• Task to carry out: The tail of the records, from the line containing "## Motivation and Context" through the final line, should be printed exactly and on its own.

(Stored items from a collection)
PR #1829, opened 2016-08-26
Fixes backward compatibility with disable-num-failures

daveFNbuck:
## Description
Changes the name `disable_failures` to `disable-num-failures` in the scheduler config backward compatibility check.

## Motivation and Context
I recently noticed that tasks don't get disabled anymore in my scheduler since updating luigi. After digging into it a bit, I found that my `retry_count` was set to the default value of 999999999. For backward compatibility, it checks `disable_failures`, but my config contains `disable-num-failures`. Some people may be using `disable_num_failures` (which I think was also valid before this change) but I don't know how we can support both cases.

• Result:
## Motivation and Context
I recently noticed that tasks don't get disabled anymore in my scheduler since updating luigi. After digging into it a bit, I found that my `retry_count` was set to the default value of 999999999. For backward compatibility, it checks `disable_failures`, but my config contains `disable-num-failures`. Some people may be using `disable_num_failures` (which I think was also valid before this change) but I don't know how we can support both cases.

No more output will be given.